Task to carry out:
Your task is to copy each line in the listing that includes the word "cargo".

[Opening Data provided section]

PR #109, opened 2026-09-07
perf(index): answer a series' latest rows by walking the multi-column index in key order

semihalev:
## Summary

The "latest N of one series" query over hot rows read the whole series. With `UNIQUE(exchange, symbol, time)` and `WHERE exchange = .. AND symbol = .. ORDER BY time DESC LIMIT 200`, the hot store took every row id of the pair from the index prefix, fetched and cloned all 12,500 rows, ran the WHERE on each again, and the executor sorted them to keep 200. `COUNT(*)` of the pair cost the same 35 ms, so the sort was never the problem. In production the newest candles are always hot, so this is the shape the application hits most, and it grows with every row that has not been sealed yet.

- `Index::walk_prefix_ordered`: visits the row ids whose key starts with a prefix, in the order of the next key column, within optional bounds on that column, ascending or descending, stopping when the visitor says so. The multi-column index keeps, per prefix group that a walk has asked for, a `BTreeSet<(value of the walked column, row_id)>`: built from the prefix index and the row-to-key map on the first walk (sorted once, bulk-built), kept up to date by single adds and removes, dropped by a batch of 1024 rows or more (a seal) and rebuilt on the next walk. It holds one value per row, not a copy of the key; a first draft with a BTreeMap over every composite key cost 700 MB and 2 s on 2.175M rows and doubled the seal, and is gone.
- `MVCCTable::scan_top_k`: when the WHERE is a conjunction of comparisons whose equalities pin the leading columns of a multi-column index and the ORDER BY column is the next index column, it walks that index, reads each candidate's visible version, checks the whole WHERE on the row (the shared index can be ahead of a transaction's view of a row) and stops at LIMIT + OFFSET. It declines for a transaction with its own writes (they are not in the shared indexes), a nullable or FLOAT order column, a WHERE it cannot read, or an index that cannot walk.
- `SegmentedTable::scan_top_k`: without volumes it hands the question to the hot store instead of answering None, without taking the seal fence (a seal registers its volume before it removes a hot row, so a table seen without volumes still has every row hot; a draft that took the fence made a reader wait out the whole seal, 1.9 s). With volumes it takes the hot store's top-k when there is one; the sealed copy of a hot row is then recognised per candidate through `has_row_id` instead of a skip set built from every matching hot row.
- The multi-column index's batch removal takes its locks per 8192 rows, so a reader waits for one chunk of a seal's removal, not for all of it.

Review fixes (second push):

- Bounds that cross (`t > 100 AND t < 50`) or meet with one side open (`t > 50 AND t < 50`) hold nothing: the walk answers empty before asking the set for a range, which panicked.
- A snapshot transaction is declined: it sees the versions of its start while the index holds the keys of the latest commits, so the key order is not its order. For every other transaction, a candidate whose visible order value differs from its key (changed between the index and the version seen) stops the walk and the full scan answers instead.
- Without volumes, the hot answer is returned only if the seal generation did not move while it was computed; a first seal that registered its volume meanwhile sends the query through the segment-aware path, which reads hot and volumes together.
- A group's order is built under the orders' write lock, from the prefix index and the row map, and every writer updates the orders last, after the prefix indexes: a row is either in the group when it is built or entered into it afterwards, whichever way an add or remove interleaves with the first walk. The test holds a lock the writer needs between its row-map and prefix updates and builds the group in that window.

Review fixes (third push):

- A commit updates the indexes before its versions are visible, and a key it moved can sit anywhere in the walk, past the LIMIT included, so checking only the visited candidates was not enough. The version store now counts commits that are publishing (`begin_publish`, from the index updates to the versions being visible) and the publishes completed; the walk stands down while a commit publishes and falls back to the full scan when one overlapped it. Writers are never blocked. The test stops a real `UPDATE` commit right after its index add, through an `Index` wrapper installed with `add_index`, and expects the top-k to agree with the full sort until the commit completes.
- A built group is walked under the shared lock; only a missing group takes the exclusive lock, and checks again once it holds it. The test holds a walk of one group inside its visitor and expects a walk of another group to proceed.

Review fixes (fourth push):

- The publish guard now belongs to the transaction, not to one table's commit: `TransactionEngineOperations::begin_publish` marks every table the transaction writes as publishing before the first index update, and the hold lives until the transaction is visible in the registry or undone. A reader of the first table in a two-table commit stands down until the whole transaction is visible.
- A commit that fails at the WAL after its index updates were applied takes them back: both index update paths record what they added and removed, and the WAL failure branch undoes it in reverse before the transaction is aborted. This also fixes an older gap on main, where an equality lookup on the changed column could not find the row after such an abort. The test arms the WAL sync failpoint around an UPDATE and expects the index-ordered read, the full sort, and an equality lookup on the old key to agree.

Review fix (fifth push): the walk no longer re-checks a visible version's raw deleted flag. `get_visible_version` already returns a version only when it is visible and its deletion, if any, is not; the flag can belong to an aborted or unfinished DELETE, and the extra check dropped a row an aborted DELETE had marked. The failpoint test covers an aborted DELETE and an aborted INSERT on top of the aborted UPDATE.

`examples/hot_probe.rs` and `examples/candle_bench.rs` (not committed): 2.175M hot rows, 174 series, release build, p50.

| shape (hot, unsealed) | main | this branch |
|---|---|---|
| pair latest DESC LIMIT 200 | 36.0 ms | 0.011 ms |
| pair latest, a different pair every run | 36 ms | 0.043 ms |
| pair + day range DESC LIMIT 500 | 16.6 ms | 0.03 ms |
| pair + time >= day DESC LIMIT 200 | 5.4 ms | 0.01 ms |
| fan-out 174 series on 4 threads | 2123 ms wall, p50 48 ms | 27 ms wall, p50 0.5 ms |
| all pairs last 10 min (BTREE on time) | 0.11 ms | 0.12 ms |
| pair ORDER BY id DESC LIMIT 200 (not an index column) | 35.4 ms | 33.3 ms |
| COUNT(*) WHERE pair | 34.3 ms | 37.1 ms |
| first query after the load (prefix index build) | 308 ms | 403 ms |
| PRAGMA CHECKPOINT of the loaded rows | 3.2 s | 3.0 s |
| reader latency during the seal, max | 21 ms | 23 ms |

Sealed and reopened shapes are unchanged. The two shapes that still read the whole series are outside this change: `ORDER BY id` is not the index's next column, and COUNT reads every row of the pair.

Not in this change: skipping the WHERE re-check when the index covers it. Indexes are updated at commit and are not versioned, so a reader on an older snapshot can meet a key whose visible row no longer matches; the re-check stays. It costs nothing here, since the walk reads N rows instead of the series.

`tests/hot_index_top_k_test.rs` compares the top-k with the full sort over hot rows: ASC and DESC, OFFSET, every bound form on the order column, a predicate the index does not cover, only the first index column pinned, deleted and updated rows, a transaction's own inserts and deletes, a non-unique index with duplicate keys (the t sequence must match, ids only where t is unique), a nullable order column, hot rows mixed with sealed ones before and after a reopen, bounds that hold nothing, a snapshot reading past a concurrent update of the order column, a first seal fired from inside the WHERE of a hot top-k, a real UPDATE commit stopped between its index update and its versions, a two-table transaction stopped in its second table, and a commit aborted by a WAL sync failure (in `tests/failpoint_io_test.rs`). The multi-column index gets a unit test for the build-during-add interleaving.

## Test plan

- [x] `cargo nextest run --test hot_index_top_k_test --test ordered_limited_scan_test`
- [x] `cargo fmt`, `cargo clippy --all-targets --all-features -- -D warnings`
- [x] `cargo nextest run`
- [x] `cargo nextest run --features test-filedb`

### DIFF
--- a/src/storage/index/multi_column.rs
+++ b/src/storage/index/multi_column.rs
@@ -130,7 +130,10 @@ pub struct MultiColumnIndex {
 
     /// Per prefix group, its rows ordered by the column after the prefix:
     /// built when a walk first asks for the group, kept up to date by single
-    /// adds and removes, dropped by a large batch and rebuilt on the next walk
+    /// adds and removes, dropped by a large batch and rebuilt on the next walk.
+    /// Writers touch it last, after the prefix indexes a build reads, and a
+    /// build holds its write lock from that read to the insert, so a row is
+    /// either in the group when it is built or added to it afterwards.
     walk_orders: RwLock<FxHashMap<CompositeKey, BTreeSet<(Value, i64)>>>,
 }
 
@@ -494,13 +497,6 @@ impl Index for MultiColumnIndex {
         drop(value_to_rows);
         drop(row_to_key);
 
-        if self.orders_built() {
-            if let Some(ref old_arc_values) = old_key_for_cleanup {
-                self.order_remove_arcs(old_arc_values, row_id);
-            }
-            self.order_insert(values, row_id);
-        }
-
         // Update BTree only if it was already built
         if btree_needs_update {
             let mut sorted_values = self.sorted_values.write();
@@ -558,6 +554,13 @@ impl Index for MultiColumnIndex {
             }
         }
 
+        if self.orders_built() {
+            if let Some(ref old_arc_values) = old_key_for_cleanup {
+                self.order_remove_arcs(old_arc_values, row_id);
+            }
+            self.order_insert(values, row_id);
+        }
+
         Ok(())
     }
 
@@ -594,10 +597,6 @@ impl Index for MultiColumnIndex {
             row_to_key.remove(row_id);
         }
 
-        if self.orders_built() {
-            self.order_remove(values, row_id);
-        }
-
         // Only update BTree if it was built (row_ids are sorted, use binary search)
         if self.btree_built.load(AtomicOrdering::Acquire) {
             let mut sorted_values = self.sorted_values.write();
@@ -626,6 +625,10 @@ impl Index for MultiColumnIndex {
                     }
                 }
             }
+        }
+
+        if self.orders_built() {
+            self.order_remove(values, row_id);
         }
 
         Ok(())
@@ -761,19 +764,6 @@ impl Index for MultiColumnIndex {
         drop(value_to_rows);
         drop(row_to_key);
 
-        if self.orders_built() {
-            if entries.len() >= Self::WALK_ORDER_BATCH_DROP {
-                self.walk_orders.write().clear();
-            } else {
-                for (row_id, existing_arc_values) in &updates_to_old_key {
-                    self.order_remove_arcs(existing_arc_values, *row_id);
-                }
-                for &(row_id, values) in entries {
-                    self.order_insert(values, row_id);
-                }
-            }
-        }
-
         // Update BTree only if it was already built
         if btree_needs_update {
             let mut sorted_values = self.sorted_values.write();
@@ -835,6 +825,19 @@ impl Index for MultiColumnIndex {
             }
         }
 
+        if self.orders_built() {
+            if entries.len() >= Self::WALK_ORDER_BATCH_DROP {
+                self.walk_orders.write().clear();
+            } else {
+                for (row_id, existing_arc_values) in &updates_to_old_key {
+                    self.order_remove_arcs(existing_arc_values, *row_id);
+                }
+                for &(row_id, values) in entries {
+                    self.order_insert(values, row_id);
+                }
+            }
+        }
+
         Ok(())
     }
 
@@ -869,16 +872,6 @@ impl Index for MultiColumnIndex {
             }
         }
 
-        if self.orders_built() {
-            if entries.len() >= Self::WALK_ORDER_BATCH_DROP {
-                self.walk_orders.write().clear();
-            } else {
-                for &(row_id, values) in entries {
-                    self.order_remove(values, row_id);
-                }
-            }
-        }
-
         // The sorted and prefix structures are subtracted one key at a time:
         // a removal per row is quadratic in the rows per key.
         if self.btree_built.load(AtomicOrdering::Acquire) {
@@ -906,6 +899,16 @@ impl Index for MultiColumnIndex {
                             prefix_index.remove(&key);
                         }
                     }
+                }
+            }
+        }
+
+        if self.orders_built() {
+            if entries.len() >= Self::WALK_ORDER_BATCH_DROP {
+                self.walk_orders.write().clear();
+            } else {
+                for &(row_id, values) in entries {
+                    self.order_remove(values, row_id);
                 }
             }
         }
@@ -1077,7 +1080,7 @@ impl Index for MultiColumnIndex {
         lower: Option<(&Value, bool)>,
         upper: Option<(&Value, bool)>,
         ascending: bool,
-        visit: &mut dyn FnMut(i64) -> bool,
+        visit: &mut dyn FnMut(i64, &Value) -> bool,
     ) -> bool {
         let walked = prefix.len();
         if self.closed.load(AtomicOrdering::Acquire)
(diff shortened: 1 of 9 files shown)


semihalev:
Second push addresses the four findings; each has a test that fails on the first push.

1. Crossing or open-meeting bounds (`t > 100 AND t < 50`, `t > 50 AND t < 50`, `t >= 50 AND t < 50`, `t > 50 AND t <= 50`) answer empty before the set is asked for a range. Four SQL shapes in `test_hot_top_k_with_bounds_that_hold_nothing_is_empty`, ASC and DESC.
2. A snapshot transaction is declined in `MVCCTable::scan_top_k` through `needs_snapshot_isolation`; the full sort answers it. In addition, for any transaction, a candidate whose visible order value differs from its index key stops the walk and falls back, so an update of the order column racing the read cannot reorder the answer. `test_snapshot_orders_by_the_values_it_sees` runs the snapshot past an UPDATE of the newest row's time from another handle.
3. The hot-only answer is returned only when the seal generation is unchanged after computing it; a first seal that registered its volume meanwhile falls through to the segment-aware path, which reads hot and volumes together. `test_first_seal_during_the_hot_top_k_keeps_the_series` fires the checkpoint from inside the WHERE as in the review and expects `Some([1])`.
4. The group order is built under the orders' write lock, and every writer (add, remove, both batch paths) updates the orders last, after the prefix indexes the build reads. A row is either in the group when it is built or entered into it afterwards, whichever way the add interleaves. `test_walk_order_built_during_an_add_keeps_the_added_row` holds the sorted structure so the add stops between its row-map and prefix updates, builds the group in that window, and expects both rows afterwards.

On the fan-out measurement: agreed, the bench clones the handle per worker and does not measure the driver's single-executor queueing; the wall numbers stand for the storage path only.

semihalev:
Third push addresses both findings; each has a test that fails on the second push.

1. The commit window is closed at its source rather than at the visited rows: the version store counts commits that are publishing (from the index updates to the versions being visible) and the publishes completed. `MVCCTable::scan_top_k` reads that before and after the walk and falls back to the full scan if a commit was publishing or one completed meanwhile; writers never wait. `test_top_k_during_a_commit_answers_from_the_visible_versions` stops a real `UPDATE` commit right after its index add and expects the top-k to agree with the full sort until the commit completes; the review's `read_committed_top_k_during_actual_update_commit` passes on this head as well. The synthetic `changed_key_beyond_limit_cannot_hide_visible_latest_row` still fails on purpose: it edits the index directly with no commit in flight, a state the engine cannot reach (index keys change only inside a commit's publish, which the counter covers, or at seal and recovery, which do not run against a live walk). If there is a reachable path to that state that I am missing, I would like to hear it.
2. A built group is walked under the shared lock; only a missing group takes the exclusive lock and re-checks under it. `test_built_groups_are_walked_concurrently` holds one group's walk inside its visitor and expects another group's walk to proceed; the review's `warm_independent_groups_can_be_read_concurrently` passes too.

semihalev:
Fourth push addresses both findings; each has a test that fails on the third push, and the review's own tests pass on this head.

1. The publish guard belongs to the transaction now. `begin_publish` on the engine operations marks every table the transaction writes as publishing before the first index update; the hold lives until `complete_commit` or the abort, so a reader of the first table in a two-table commit stands down until the whole transaction is visible. `test_top_k_stands_down_until_a_two_table_commit_is_visible` stops the second table's index add as the review did; `publish_guard_covers_transaction_visibility_across_tables` passes on this head.
2. A commit that fails at the WAL after its index updates were applied now takes them back. Both index update paths record what they added and removed, and the WAL failure branch undoes it in reverse before the transaction is aborted, so the indexes describe the rows that stayed visible. This also closes an older gap on main: after such an abort an equality lookup on the changed column could not find the row, since its old key had been removed. `test_wal_sync_failure_undoes_the_commit_index_updates` (in `failpoint_io_test.rs`, which CI runs with the failpoints feature) arms the WAL sync failpoint around an UPDATE and expects the index-ordered read, the full sort and an equality lookup on the old key to agree; `aborted_wal_commit_keeps_the_visible_top_k` passes on this head.

semihalev:
Fifth push addresses the finding. The walk took a visible version and then looked at its raw deleted flag, which a DELETE that aborted at the WAL leaves set with the aborted transaction's id; `get_visible_version` already answers None when the deletion is visible, so the extra check only ever dropped rows whose deletion was not. It is gone. `test_wal_sync_failure_on_a_delete_keeps_the_row_everywhere` in `failpoint_io_test.rs` aborts a DELETE and an INSERT at the WAL and expects the full sort, the index-ordered read, and the equality lookups on both indexes to agree; the review's three extended undo tests pass on this head. The test fails on the fourth push.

[Closing Data provided section]

Answer for this exercise:
- [x] `cargo nextest run --test hot_index_top_k_test --test ordered_limited_scan_test`
- [x] `cargo fmt`, `cargo clippy --all-targets --all-features -- -D warnings`
- [x] `cargo nextest run`
- [x] `cargo nextest run --features test-filedb`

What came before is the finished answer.